The clinical lead for the development of SNELCAS, Dr Peter Holloway, said, “It has been a huge challenge to design and construct a service from scratch in such a short time. The pathway has to be suitable for a wide range of symptoms with unpredictable numbers of patients but unfortunately a predictable increase in demand. I nevertheless believe we have established a thorough and effective core service to support and treat patients with Long Covid. The symptoms and effects of COVID-19 vary enormously in different people and so do the symptoms and effects of Long Covid. We expect to have to adapt SNELCAS in time as we understand more about the condition.”
Lee Taylor, Head of Strategy for the NHS Ipswich and East Suffolk, NHS West Suffolk and NHS North East Essex CCGs, who led on the development of SNELCAS said, “We hope that most people will be able to make a full recovery but there could be others left with more serious conditions as a result of the way COVID-19 has affected them. I am grateful to everyone who has helped to put this complex care plan together.
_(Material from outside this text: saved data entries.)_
PR #3671, opened 2022-08-02
feat(core): mark critical operations in FacilitiesManager

Johaney-s:
* added mfa_rules section to critical methods in perun-roles.yml

### DIFF
--- a/perun-base/src/main/resources/perun-roles.yml
+++ b/perun-base/src/main/resources/perun-roles.yml
@@ -684,24 +684,32 @@ perun_policies:
     policy_roles: []
     include_policies:
       - default_policy
+    mfa_rules:
+      - MFA: Facility
 
   addOwner_Facility_Owner_policy:
     policy_roles:
       - FACILITYADMIN: Facility
     include_policies:
       - default_policy
+    mfa_rules:
+      - MFA: Facility
 
   removeOwner_Facility_Owner_policy:
     policy_roles:
       - FACILITYADMIN: Facility
     include_policies:
       - default_policy
+    mfa_rules:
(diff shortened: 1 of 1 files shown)


perun-base/src/main/resources/perun-roles.yml
```diff
@@ -920,42 +934,25 @@ perun_policies:
...
       - default_policy
-
-  addAdmin_Facility_User_policy:
-    policy_roles:
-      - FACILITYADMIN: Facility
-    include_policies:
-      - default_policy
-
-  addAdmin_Facility_Group_policy:
-    policy_roles:
```
xflord, line 943: Why delete all of this? I see that these policies aren't used in the Entry layers of the methods, however shouldn't they still require MFA? Are we somehow going to implement MFA into setRole() or am I missing something?

cuadradek (approved):

perun-base/src/main/resources/perun-roles.yml
Johaney-s: good point, we'll want to have setRole() methods covered. that method is using `authorizedToManageRole` check, which throws PrivilegeException, so I imagine we could create public method in Utils like isMfaCritical and send the complementary object to it, then decide if MFA requirements are met etc. - so not using perun-roles for this use case at all, but handle it separately. if you'd agree with this solution, I would comment it to the original task.

xflord (approved):

perun-base/src/main/resources/perun-roles.yml
xflord: Sounds good to me

PR #3673, opened 2022-08-03
feat(core): Members Manager

mattjoke:
* added mfa_rules for Members Manager in perun-roles.yml


perun-base/src/main/resources/perun-roles.yml
```diff
@@ -2795,58 +2851,77 @@ perun_policies:
...
+    mfa_rules:
+      - MFA: Member
+      - MFA: User
 
   unsetSponsorshipForMember_Member_policy:
     policy_roles: []
     include_policies:
       - default_policy
+    mfa_rules:
+      - MFA:
```
Johaney-s, line 2908:
```suggestion
      - MFA: Member
      - MFA: User
      - MFA: Vo
```
would make sense to me if `setSponsorshipForMember_Member_User_LocalDate_policy`, `unsetSponsorshipForMember_Member_policy`, `sponsored-sponsorMember_Member_User_LocalDate_policy` and `sponsor-sponsorMember_Member_User_LocalDate_policy` would have the same rules

perun-base/src/main/resources/perun-roles.yml
```diff
@@ -2198,55 +2198,76 @@ perun_policies:
...
+      - MFA: Group
+      - MFA: Member
 
   createSpecificMember_Vo_Candidate_List<User>_SpecificUserType_List<Group>_policy:
     policy_roles:
       - VOADMIN: Vo
     include_policies:
       - default_policy
+    mfa_rules:
+      - MFA:
```
Johaney-s, line 2229: discussed with @balcirakpeter and checking if VO is critical is enough, no need for global MFA check. please check also other methods where you check mfa globaly if it makes sense to check just vo. also, besides checking if member or user is critical in the other methods, vo should be checked too, so please add it where it makes sense.

perun-base/src/main/resources/perun-roles.yml
```diff
@@ -2965,18 +3040,25 @@ perun_policies:
...
+      - MFA: Member
+      - MFA: User
 
   sponsored-removeSponsor_Member_User_policy:
     policy_roles:
       - SPONSORSHIP: Member
     include_policies:
       - default_policy
+    mfa_rules:
+      - MFA:
```
Johaney-s, line 3053: again, I'd go with Member, User and Vo for `extendExpirationForSponsoredMember_Member_User_policy`, `sponsored-removeSponsor_Member_User_policy`, `sponsor-removeSponsor_Member_User_policy`

Johaney-s (commented):
i have a few suggestions, but if you find some of them wrong, it would be a good idea to discuss it also with others on daily, because i wasn't quite sure in most cases... basically, as i understand it, member is a relationship between VO and User, so mostly all three objects should be checked.

please rename the commit message to something more specific, because it will appear in the release notes and then it's easier to understand what changes were made.

perun-base/src/main/resources/perun-roles.yml
mattjoke: Yes, this makes more sense than a global check.

perun-base/src/main/resources/perun-roles.yml
```diff
@@ -2696,31 +2737,41 @@ perun_policies:
       - VOADMIN: Vo
     include_policies:
       - default_policy
+    mfa_rules:
+      - MFA:
```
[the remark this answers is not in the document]
Johaney-s: status changing doesn't need to be globally checked

perun-base/src/main/resources/perun-roles.yml
Johaney-s: when i think about it again, i'd add also Group in the createSpecificMember and createMember rules

perun-base/src/main/resources/perun-roles.yml
```diff
@@ -2795,58 +2842,88 @@ perun_policies:
...
+      - MFA: Vo
 
   setSponsoredMember_Vo_User_String_String_User_LocalDate_policy:
     policy_roles:
       - SPONSOR: Vo
         SELF: User
     include_policies:
       - default_policy
+    mfa_rules:
+      - MFA: Member
```
xflord, line 2855:
```suggestion
      - MFA: User
```

perun-base/src/main/resources/perun-roles.yml
```diff
@@ -2795,58 +2842,88 @@ perun_policies:
...
+      - MFA: Vo
 
   createSponsoredMembersFromCSV_Vo_String_List<String>_User_policy:
     policy_roles:
       - SPONSOR: Vo
         SELF: User
     include_policies:
       - default_policy
+    mfa_rules:
+      - MFA: Member
```
xflord, line 2865:
```suggestion
```

xflord: Not sure what Member object would be checked - there is none before the method is called

perun-base/src/main/resources/perun-roles.yml
```diff
@@ -2795,58 +2842,88 @@ perun_policies:
...
 
   group-createSponsoredMembersFromCSV_Vo_String_List<String>_User_policy:
     policy_roles:
       - GROUPADMIN: Group
       - VOADMIN: Vo
     include_policies:
       - default_policy
-
+    mfa_rules:
+      - MFA: Member
```
xflord, line 2875:
```suggestion
```

xflord: same here

xflord (changes requested):
These reviews are a bit tricky, so as @Johaney-s said, if you disagree with anything, speak up and we will discuss it with everyone.

perun-base/src/main/resources/perun-roles.yml
mattjoke: Yes, the User makes more sense

perun-base/src/main/resources/perun-roles.yml
mattjoke: Should the Group be added to the create Sponsor Member methods?

Johaney-s: yes, if they are assigned to groups

perun-base/src/main/resources/perun-roles.yml
```diff
@@ -2815,38 +2846,58 @@ perun_policies:
       - VOADMIN: Vo
     include_policies:
       - default_policy
+    mfa_rules:
+      - MFA:
```
xflord, line 2850:
```suggestion
      - MFA: User
      - MFA: Member
      - MFA: Vo
```
Forgot this

perun-base/src/main/resources/perun-roles.yml
```diff
@@ -2815,38 +2846,58 @@ perun_policies:
...
 
   setStatus_Member_Status_String_policy:
     policy_roles:
       - VOADMIN: Vo
     include_policies:
       - default_policy
+    mfa_rules:
+      - MFA:
```
xflord, line 2858:
```suggestion
      - MFA: User
      - MFA: Member
      - MFA: Vo
```
And this

xflord (changes requested):

xflord (approved):
gj

perun-base/src/main/resources/perun-roles.yml
Johaney-s: I think we should remove `- MFA: Group` from `createSponsoredMember_Vo_String_Map<String_String>_String_User_LocalDate_policy`, `createSponsoredMembersFromCSV_Vo_String_List<String>_User_policy`, `createSponsoredMembers_Vo_String_List<String>_User_policy` because it shouldn't affect groups anyhow. Besides that the rest looks all good to me

Johaney-s (approved):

"We have been able to develop a model which should meet the needs of all our Long Covid patients thanks to the combined input of those in Primary and Secondary Care, our Allied Health Professionals, IT and digital specialists and our partners in the North East Essex Health and Wellbeing Alliance and the East and West Suffolk alliances.”
Richard Watson, Deputy Chief Executive Officer and Director of Transformation and Strategy for the NHS Ipswich and East Suffolk, NHS West Suffolk and NHS North East Essex CCGs, said, “Suffolk and North East Essex Integrated Care System already has strong care pathways in place for each of the individual symptoms Long Covid can cause. The team have been able to build on this solid foundation and bring these services together into a single, coordinated treatment plan which will be tailored to the needs of each individual patient, giving them access to a wide variety of relevant services. Everyone has done a great job getting SNELCAS off the ground. What we cannot predict is the level of demand on the service in the future and we expect that the initial SNELCAS model might well have to be expanded in time.”
Lianne Jongepier, Head of Neighbourhood and Alliance Transformation for the NHS North East Essex CCG said,“We know that many people with Long Covid need medical care and treatment to support them in their recovery. However, we also know that a large proportion of people with mild symptoms can recover through guided self-management and by making the necessary lifestyle changes. To support self-help and aid recovery, many websites and online tools have been developed, which may help people increase their energy levels and boost their mental health. I would urge anyone with mild symptoms to explore these and to seek advice from their GP only if their symptoms persist.”
Anonymised patient data from Long Covid patients in Suffolk and north east Essex will be collected and given to the National Institute for Health Research (NIHR). NIHR is funding studies of 10,000 patients across the country to help frontline NHS and social care workers better understand the condition and how they can best help their patients.